Giorni fertili prima del ciclo

Cosa significa questo? Significa che i giorni fertili per una donna si concentrano, solitamente, intorno alla seconda-terza settimana. Di norma, si tende a considerare giorno ovulatorio il quattordicesimo giorno dall’inizio del ciclo mestruale, ma non è una stima esatta. Per calcolare correttamente i giorni fertili, occorre conoscere precisamente la durata del proprio periodo mestruale e la durata della propria “fase luteale“, quella che va dal giorno dell’ovulazione al ciclo mestruale successivo. La fase luteale, che di norma dura quattordici giorni, può, però, variare di qualche giorno.

Una volta stabilita la durata della propria fase luteale, però, questa rimane invariata. Anche per le donne con ciclo mestruale irregolare, per le quali varia, invece, la fase pro-ovulatoria. Per stabilire quali siano i giorni più fertili del ciclo, dunque, occorre sottrarre alla durata del ciclo, la durata della fase luteale. Il risultato darà il giorno preciso dell’ovulazione. In un ciclo standard di 28 giorni con fase luteale di 14, il giorno ovulatorio sarà, guarda caso, il quattordicesimo.

Ovulazione prima del ciclo

La possibilità, dunque, di rimanere incinta a ridosso del ciclo mestruale è pressoché nulla. Almeno a fronte di un ciclo mestruale regolare. È ovvio che, se il ciclo dovesse subire qualche alterazione, tutta la fase di calcolo ne risentirebbe di conseguenza. Se l’ovulazione – per qualche ragione dovuta a stress, cambiamenti o motivazioni fisiologiche – subisse un ritardo di una settimana o due, le possibilità di rimanere incinta qualche giorno prima del ciclo mestruale inutilmente atteso, si alzerebbero notevolmente.

Tutto sta, dunque, nella capacità di individuare dai sintomi, quando avviene questa fase ovulatoria. Questo calcolo è importante soprattutto per le donne che hanno cicli mestruali molto irregolari.
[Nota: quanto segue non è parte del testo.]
Issue #219, opened 2015-03-29
Bug: Sphere Collision Type Incorrect Size


SolarLune:
Hey, there. 

So the Sphere collision type gives an incorrect size; I think it's due to mesh.calculateRadius returning a wrong value in Bullet. It's returning a radius of 1.131 for a block that's 2 BU tall and .75 BU wide and deep. Maybe it's testing the wrong axis or something, I dunno.

A simple solution would be to use half of the largest value for Sphere (which is how it's visualized in Blender).

GoranM:
I can't reproduce.

Can you please make a demo that clearly shows the nature of the issue?

SolarLune:
I'm kinda surprised you can't reproduce it. Here's a demo blend file.

https://www.dropbox.com/s/0fhioebvr7yp92q/spheretestpacked.blend?dl=0

- In the demo, the cube with Sphere bounds type doesn't sit on the ground. 

- Printing out the object's modelInstance.model.meshes.first().calculateRadius() (which is what Bullet.java uses to calculate the radius of the sphere collision shape) returns 1.7320508, even though the cube is 2x2x2, and so the radius of its sphere collision object should just be 1.

GoranM:
> Basically, I'd expect a sphere inside of the cube in the demo; I think it's returning a sphere that can contain the cube in the demo.

Yea. It makes sense for a collision shape to contain the mesh.

SolarLune:
I don't know about it making sense; it's a way to go. Just as equally as a collision shape being inside the mesh.

The main problem seems to stem from the fact that the visualization in Blender shows the collision shape inside the mesh. That means you have no real indication of where the collision mesh is; even worse when the shape is complex (Blender shows the capsule inside the object when it would really be surrounding the object, if I were to make the capsule "correctly"). It's probably best to just use the maximum value of the width, depth, or height of the bounds of the object rather than to actually get the shape that should "contain" the object.

GoranM:
If you want to export and use the bound values, I think that would be fine.

SolarLune:
I don't think that's necessary - just getting the bounding box and using half of the maximum amount out of all of the axes should be fine, right?

PR Submitted.

GoranM:
> I don't think that's necessary - just getting the bounding box and using half of the maximum amount out of all of the axes should be fine, right?

That still has the potential to be confusing, because it's not guaranteed to match the bounds visualization in blender.

But, if that's fine with you, than I'm ok with it.

[...]

PR #224, opened 2015-03-30
Use bounding box to calculate sphere shape radius (Bug #219).

SolarLune:
Matches up with Blender visualization better.


GoranM:
getDimensions is deprecated.

SolarLune:
Tweaked to use the non-deprecated version.

GoranM:
I guess you made the change just before I commented.

Issue #235, opened 2015-04-10
About Light and Shadows


SolarLune:
Hey, there. 

So I figure some discussion on lighting would probably be a good idea. It'd be really nice to add in to the engine. As far as I can tell, there's support for some lighting in LibGDX already (Ambient, Point, Spot, and Directional), so we could work on adding those. I don't think the default shader does anything for spotlights at the moment, but there's a PR waiting in the LibGDX repo that would add it, so maybe the next version will have support that we could take advantage of.

Now, would the idea be to create a single class for lights and change an internal `type` variable depending on what kind of light it is, or have a different class for each kind? I think I prefer the different classes because different light types use different variables. However, most of those variables would be shared (position, color, intensity, rotation (except for PointLights)), so the overall gain from different classes might be outweighed by the additional files.

Also, what's the naming convention? `PointLight`, `DirectionalLight`, and `SpotLight`? Ambient lighting doesn't need a whole class; it can just be directly exported from Blender and set.

Haven't looked into shadowing too much yet; I guess it'd be better to get lighting in and working and then consider how shadows could be implemented.

Anyway, thoughts?

rafcolson:
I'm excited for this to get in. It all sounds good. Is it possible to change the lamp type in real-time? If so, maybe the first question to ask is, do we need this? If not, then a single class for each light-type sounds better.

SolarLune:
Nothing's done right now, I'm just asking how it should be, though I don't imagine it to be too difficult to begin work on? I might be able to handle a basic approach.

> If so, maybe the first question to ask is, do we need this? 

I dunno; most times lights are pretty much "static" in terms of type. I'd imagine adding a new object to stand in for a changed light would work fine as opposed to altering a type variable.

GoranM:
> However, most of those variables would be shared (position, color, intensity, rotation (except for PointLights)), so the overall gain from different classes might be outweighed by the additional files.

That's my feeling.

SolarLune:
OK, I made some progress on this, but it seems like I might have run into a wall. Like mist, I haven't been able to get this to work, and since I wasn't able to get mist to work for a mysterious reason, I'm gonna pause and ask for confirmation that I'm not doing something stupid rather than waste time. Here's the code I have so far, which is committed to a branch on my fork of BDX:

https://github.com/SolarLune/bdx/commit/226f3ee46f3f3725c9b52761d12832cb174ba94d

[...]

PR #238, opened 2015-04-13
(#235) - Basic lighting support.

SolarLune:
Support for point, directional, and ambient lights. Energy works pretty much correctly for point lights; it doesn't do anything for directional, though.

Ambient lighting can be changed through the scene's ambientLight() function, or by setting the scene's ambient color in the world panel.

Objects can be drawn as shadeless by enabling it in the material panel in Blender.

Note that I'm using Vector4f()s for colors to be consistent in setting colors, even though lights don't use the alpha components. Also, the Light() class's color() function has to take Vector4fs to overload the GameObject color() function correctly.

### DIFF
--- a/blender/bdx/exporter.py
+++ b/blender/bdx/exporter.py
@@ -427,6 +427,12 @@ def srl_objects(objects):
         elif obj.type == "FONT":
             d["font"] = obj.data.font.name
             d["text"] = obj.data.body
+            
+        elif obj.type == "LAMP":
+            d['lamp'] = {"type": obj.data.type, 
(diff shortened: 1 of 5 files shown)


GoranM:
In Light.makeLightData:

```java
PointLight l = new PointLight();			
lightData = l;
```

Why not simply do: `lightData = new PointLight();`?

SolarLune:
Ah, I missed that. Thanks, fixed.

SolarLune:
Updated to not fail if there's no world set for the scene in Blender (as then there's no ambient color).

Esistono metodi casalinghi, test appositi e calcolatori online per stabilire i giorni fertili. Tuttavia, si sconsiglia di utilizzare quelli online perché la loro affidabilità vale solo per cicli molto regolari. I test per il controllo dell’ovulazione sono principalmente di due tipi: il primo controlla l’ormone LH e il secondo controlla sia l’ormone LH che l’estradiolo. Entrambi si acquistano in farmacia.

I calcolatori dell’ovulazione

Per stabilire quando avviene la fase di ovulazione, esistono diversi metodi. Il primo, il più semplice, è quello che si basa sull’osservazione del muco cervicale. Il muco dice molto sugli ormoni durante i 28 giorni del ciclo mestruale, riuscendo così a stabilire quando avviene l’ovulazione. Il periodo fertile coincide con la presenza di un muco chiaro, elastico e filante.

È necessario osservare ogni giorno il proprio muco cervicale espulso dalla vagina. Con l’indice e il pollice testate la consistenza, il segnale principale dell’imminente ovulazione è un muco molto elastico e trasparente. Un altro metodo per calcolare l’arrivo della fase ovulatoria, consiste nel registrare la temperatura basale dell’utero. La temperatura, infatti, sale leggermente in coincidenza dell’ovulazione, per ricominciare a scendere subito dopo.

Test di ovulazione

In alcuni casi, è opportuno ricorrere a test più specifici e mirati per il controllo dell’ovulazione. Questi test verificano il picco dell’ormone LH, che è responsabile del rilascio del follicolo ovarico della cellula uovo al momento dell’ovulazione. Alcuni abbinano al controllo dell’ormone LH, anche quello dell’estradiolo, un estrogeno prodotto dalle ovaie. L’utilizzo di questi test consente di individuare con certezza la fase del ciclo in cui avviene l’ovulazione.